Uttar Pradesh Assembly Elections 2017

Until now – Uttar Pradesh Assembly Elections and the Sangh Parivar

Politics

When was the last time that the Uttar Pradesh assembly elections became national news three years before the curtain raiser? The 2017 assembly elections in north India’s largest state and one of the most populous states of India became a bird’s eye in national politics for all major players since 2014 when the BJP swept the general elections of India and won 71 out of 80 Lok Sabha seats in the state.

The Sangh Parivar led by the RSS started its communal polarisation exercise eyeing the 2017 Uttar Pradesh assembly elections long back in 2012 by instigating communal riots throughout Western Uttar Pradesh by using issues like “Love Jehad”, cow slaughter, etc. which targeted the minority Muslim community in the state.

While the BSP lost its prominent space in the state, especially due to the rabid corruption and nepotism that Mayawati resorted to during her last tenure as a Chief Minister from 2007 to 2012. The anti-Muslim stance of Mayawati and her fiddling with the Brahmins also took away her small Muslim vote-bank and a sizeable portion of her Dalit vote-bank in the Uttar Pradesh assembly elections held in 2012.
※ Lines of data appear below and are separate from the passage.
PR #318, opened 2024-02-14
increase docker shortsha length

DimitrisStaratzis:
Will resolve https://github.com/TileDB-Inc/TileDB-MariaDB/actions/runs/7902170851/job/21575028022


ihnorton (approved):
(FYI - should be fixed in 2.20)

PR #332, opened 2024-04-08
Dstara/update to 2.22.0

DimitrisStaratzis:
This will be the first release of the aggregates pushdown. They will be enabled by default.


DimitrisStaratzis:
Discovered a small bug in aggregated, so delaying enabling it by default for the next release.

PR #346, opened 2024-06-05
Build TileDB in DockerFiles with debug info

DimitrisStaratzis:
Building TileDB from source and exporting it to the LD_LIBRARY_PATH and then using it in MariaDB does not work no matter what I try. I have tried everything, using the prefix, or even manually copy pasting the headers and the .so lib file to the directory the prebuilt artifacts where placed in the previous implementation.

This PR does the same thing in a different way. It forces MariaDB to build TileDB as a dependency. I have also modified the CmakeList.txt to build with ```-DCMAKE_BUILD_TYPE=RelWithDebInfo```. This has zero size-effects

Example of successful Dockerfile-min run: https://github.com/TileDB-Inc/TileDB-MariaDB/actions/runs/9513399605/job/26223431050#step:3:31780. The failure is because it failed to upload which was expected. 

[sc-49266]


docker/Dockerfile-min
```diff
@@ -73,10 +73,28 @@ RUN wget https://github.com/TileDB-Inc/TileDB-MariaDB/archive/${MYTILE_VERSION}.
...
+  -DTILEDB_AZURE=ON \
+  -DTILEDB_GCS=ON \
+  -DTILEDB_HDFS=ON \
+  -DTILEDB_SERIALIZATION=ON \
+  -DTILEDB_WEBP=ON \
+  -DTILEDB_TESTS=OFF \
+  -DVCPKG_TARGET_TRIPLET=x64-linux \
+  -DTILEDB_VCPKG_BASE_TRIPLET=x64-linux \
+  .. \
+&& make -j2 \
```
Shelnutt2, line 95: Can we do `make -j$(nproc)` everywhere?

docker/Dockerfile-min
```diff
@@ -65,18 +81,36 @@ RUN groupadd -r mysql && useradd -r -g mysql mysql \
...
+  -DTILEDB_GCS=ON \
+  -DTILEDB_HDFS=ON \
+  -DTILEDB_SERIALIZATION=ON \
+  -DTILEDB_WEBP=ON \
+  -DTILEDB_TESTS=OFF \
+  -DVCPKG_TARGET_TRIPLET=x64-linux \
+  -DTILEDB_VCPKG_BASE_TRIPLET=x64-linux \
+  .. \
+&& make -j$(nproc) \
+&& sudo make -C tiledb install \
```
teo-tsirpanis, line 112:
```suggestion
&& cmake \
  -DCMAKE_INSTALL_PREFIX=/usr/local/ \
  -DCMAKE_BUILD_TYPE=RelWithDebInfo \
  -DTILEDB_S3=ON \
  -DTILEDB_VERBOSE=ON \
  -DTILEDB_AZURE=ON \
  -DTILEDB_GCS=ON \
  -DTILEDB_HDFS=ON \
  -DTILEDB_SERIALIZATION=ON \
  -DTILEDB_WEBP=ON \
  -DTILEDB_TESTS=OFF \
  -DTILEDB_VCPKG_BASE_TRIPLET=x64-linux \
  .. \
&& sudo make -j$(nproc) tiledb install-tiledb \
```

* The vcpkg target triplet is not needed if specifying the base triplet.
* Updated the invocation of `make` to be future-proof when the superbuild gets removed, see TileDB-Inc/TileDB-Go#316

dudoslav (changes requested):
Can you post output of `make VERBOSE=1` or some proof that `libtiledb.so` is compiled with Debug symbols and is not stripped?

dudoslav:
For example, for TileDB-Vector-Search compiled with RelWithDebInfo build type we can see:
```
base) taco:vector_search dudoslav$ objdump -h _tiledbvspy.cpython-310-x86_64-linux-gnu.so | grep debug
 27 .debug_aranges 00018ff0  0000000000000000  0000000000000000  006ee25b  2**0
 28 .debug_info   0215f43e  0000000000000000  0000000000000000  0070724b  2**0
 29 .debug_abbrev 0000ba35  0000000000000000  0000000000000000  02866689  2**0
 30 .debug_line   0060d156  0000000000000000  0000000000000000  028720be  2**0
 31 .debug_str    02ef5fba  0000000000000000  0000000000000000  02e7f214  2**0
 32 .debug_line_str 000020c1  0000000000000000  0000000000000000  05d751ce  2**0
 33 .debug_loclists 00d6702c  0000000000000000  0000000000000000  05d7728f  2**0
 34 .debug_rnglists 0026651f  0000000000000000  0000000000000000  06ade2bb  2**0

and:

(base) taco:vector_search dudoslav$ file _tiledbvspy.cpython-310-x86_64-linux-gnu.so
_tiledbvspy.cpython-310-x86_64-linux-gnu.so: ELF 64-bit LSB shared object, x86-64, version 1 (GNU/Linux), dynamically linked, BuildID[sha1]=f0582f2ec9c3b5652afa951a2326eaa405505df8, with debug_info, not stripped
```

dudoslav:
I believe that we do not produce debug info because we use Dockerfiles that download MYTILE from releases and not from this branch. So after merge they should contain debug info, otherwise rework of Dockerfiles is needed. I would suggest to rework those Dockerfiles, maybe we could create a shortcut task for that.

dudoslav:
When using Dockerfile-dev that uses local changes I can see:
```
mysql@c5fa78c1a064:/usr/lib$ file libtiledb.so.2.24
libtiledb.so.2.24: ELF 64-bit LSB shared object, x86-64, version 1 (GNU/Linux), dynamically linked, BuildID[sha1]=98aa1eb6236d4ccad123623fabd3dceb0c1f7861, with debug_info, not stripped
```

So it seems like it should work, but keep in mind, that only after we change the release version in all dockerfiles.

dudoslav (approved):

DimitrisStaratzis:
Thank you @dudoslav for helping me with this!

Issue #770, opened 2016-05-25
Linkchecker fails to check some links


billonahill:
Go to `website/content/docs/developers/data-model.md` and change `/api/com/twitter/heron/api/tuple/Tuple.html` to `/api/foobar/com/twitter/heron/api/tuple/Tuple.html` and run 'make site'.

Linkchecker passes. It doesn't test the link. WHen I add `-v` to the linchecker command and comment out `rm -f $OUT_FILE` from `website/scripts/linckchecher.sh` you see that the link is not checked because it appears external:

```
http://twitter.github.io/heron/api/foobar/com/twitter/heron/api/tuple/Tuple.html;
file:///Users/billg/ws/git/heron/website/public/docs/developers/data-model/index.html;;
filtered;;
The URL is outside of the domain filter, checked only syntax.;
True;
http://twitter.github.io/heron/api/foobar/com/twitter/heron/api/tuple/Tuple.html;
14;82;"Javadoc
```

Ideally we could map `twitter.github.io/heron` in linkchecker.

cc/ @lucperkins

objmagic:
close. #797 and #841 will fix this.

Issue #766, opened 2016-05-25
Re-enable fail on javadoc error


billonahill:
We had to disable fail-on-javadoc-error since it failed on travis although passing locally. Figure out why and re-enable it.

kramasamy:
@billonahill - this is completed I believe. Can we close this?

billonahill:
No, it's still disabled:
https://github.com/twitter/heron/blob/master/website/scripts/javadocs.sh#L2

objmagic:
I added ``set -e`` in commit https://github.com/twitter/heron/commit/7fb03ebc352cacfaac0ccaaae6006fccf0f3b449 and the CI worked fine. However, I failed to realize the error happens nondeterministically. The actual problem may be related to parallel building of protobuf Java files.

This means some PRs could be blocked by this problem. An immediate fix could be to remove ``set -e`` again.

kramasamy:
can you explain when the java docs are built? If you could introduce a bazel dependency it will be nice.

taishi8117:
Not using `tools/travis-ci/bazel.rc` for `javadoc.sh` might be the root cause of this issue -- that case, #968 should resolve this.

objmagic:
I believe this issue was fixed via #968. Feel free to close this.

PR #943, opened 2016-06-17
wget as linkchecker

objmagic:
This PR comes with the following changes:

1. Fix Java documentation character escaping errors introduced in https://github.com/twitter/heron/commit/9f8b0b04b2c9bd767b74c57451759aebbd28400e

2. Copy ``public/api`` to ``static/api`` so that the following link checking mechanism can work well. 
See related discussion at #798.

2. Use ``wget`` as link checker instead of 3rd party's ``linkchecker``. 
This change has two benefits.
    1. Less dependencies. No Python's ``request`` library is needed. 
        We can reuse ``wget`` which is [easily installed by Travis CI](https://github.com/twitter/heron/blob/master/.travis.yml#L16).
    2. Working better with static site generator ``hugo``. The current ``linkchecker`` does not fully understand the website generated by static site generator. It considers Java documentation pages as external links and even ``--check-extern`` flag is set, it fails to find the actual location of those documentation pages. This PR runs ``hugo`` in the background to serve the website and then runs ``wget`` to recursively check all links. This is almost the same as using ``wget`` directly on ``http://twitter.github.io/heron/``.

This PR addresses issues #766, #770, #797, #798.

/cc @billonahill @lucperkins


lucperkins:
Because `make linkcheck` is called whenever you make the site, users will get errors if they don't have `wget` installed. I think that `wget` installation should be added to `setup.sh`.

website/scripts/javadocs.sh
```diff
@@ -1,11 +1,11 @@
 #!/usr/bin/env bash
-#set -e TODO: figure out why this breaks CI and re-enable (https://github.com/twitter/heron/issues/766)
-
+set -e
```
billonahill: Looks like CI is still failing.

objmagic: yes. let me check again...

objmagic:
Thanks, @lucperkins! I updated script so that ``wget`` will be installed if there is no ``wget``. 

I'll also deliberately make some errors in Java documentation and break some links to see if script can catch it during CI

website/scripts/javadocs.sh
```diff
@@ -31,5 +31,7 @@ export CLASSPATH=$BIN_JARS:$GEN_JARS:$SCRIBE_JARS:$PROTO_JARS:$CLOSURE_CLASSES
 
 $JAVADOC $FLAGS -d $JAVADOC_OUTPUT_DIR $GEN_FILES $HERON_SRC_FILES $BACKTYPE_SRC_FILES $APACHE_SRC_FILES
 
+cp -r $JAVADOC_OUTPUT_DIR $JAVADOC_OUTPUT_LOCAL_DIR
```
billonahill: Let's add comments here explaining why we need two copies of the javadocs and what each should be used for.

website/scripts/javadocs.sh
objmagic: I'm thinking maybe it's because we should first build and then ``make site``? see [ci.sh](https://github.com/twitter/heron/blob/master/scripts/travis/ci.sh)

billonahill: There's someone going on with the way that docs generation script is trying to build with bazel here that is making the protobuf gen fail. I suspect we need to change the bazel command that we execute somehow.

objmagic:
@billonahill The CI passed now.

objmagic:
CI "successfully" exited after I introduced documentation syntax error. See [CI log](https://travis-ci.org/twitter/heron/builds/138483576). I will try breaking links next.

objmagic:
One downside of this PR is that there is no good way to limit the depth of checking if we want to check existence of external webpages.

Say we limit depth to 2 to prevent ``wget`` from getting sucked into infinite levels down when checking external webpages. This means that for local webpages, we also search only two levels down, but I believe if we want to do an **exhaustive** checking on local webpages, the actual depth has to be much larger than 2.

billonahill:
Seems better to exclude checking public links if it meant we could not specify a depth for internal links. Not sure if that's possible with wget.

objmagic:
Yes, currently external checking option is off. Also, after some study, I am pretty sure we cannot only limit depth for external checking.

objmagic:
CI script successfully displayed non-existing links and exited with 1. See the end of [CI log](https://travis-ci.org/twitter/heron/builds/138495013).

objmagic:
If everyone is happy with this PR, I'll reset head of this branch to https://github.com/twitter/heron/pull/943/commits/ad1bfce5449613b2b28d5408e125d089a0d47305 so that we can merge.

billonahill:
👍 

nice!

objmagic:
CI tests done, head reset to ad1bfce, ready for merge.

kramasamy:
Please go ahead and merge it.

website/scripts/javadocs.sh
objmagic: ah, I forgot this. Let me add comment and submit a new PR.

The Congress Party, despite several attempts by Rahul Gandhi to revive its organisational and vote strength in the Uttar Pradesh assembly elections, failed to become a considerable political player in the state. Ajit Singh’s Rashtriya Lok Dal could never manage to go beyond the traditional Jat-dominated regions of Western Uttar Pradesh, and all other political parties except the BJP were either withering away or losing their space in the state.

In these circumstances the BJP, since the baton of the party passed on to Amit Shah – Narendra Modi clique from the Lal Krishna Advani led faction, started asserting its new model of Hindutva politics in the state to be a key player, a position that it lost during the early 2000s after the Gupta and Singh government failed to retain the state.

Since 2012, Western Uttar Pradesh became the new laboratory of the RSS led saffron bloc and the BJP started sowing the seeds of utmost communal hatred and bigotry by exploiting the low level of political consciousness of the people in this region, by utilising the prevalent antagonism between the Hindus and Muslims in the region, by weaning the dominant feudal powers in its favour, and by appeasing the male-chauvinist, Brahminical supremacist sentiments prevailing among the upper-castes and dominant backward castes in the region.

By 2013, with the onset of the Muzaffarnagar pogrom, in which nearly 100 Muslim people were killed, numerous Muslim women were gang-raped by Sangh supporters, and 40,000 were rendered refugees in the relief camps due to the torching of their houses or due to the extreme threats of violence from the dominant Jat community of the region, the BJP started its march of winning non-traditional community vote-banks through polarisation.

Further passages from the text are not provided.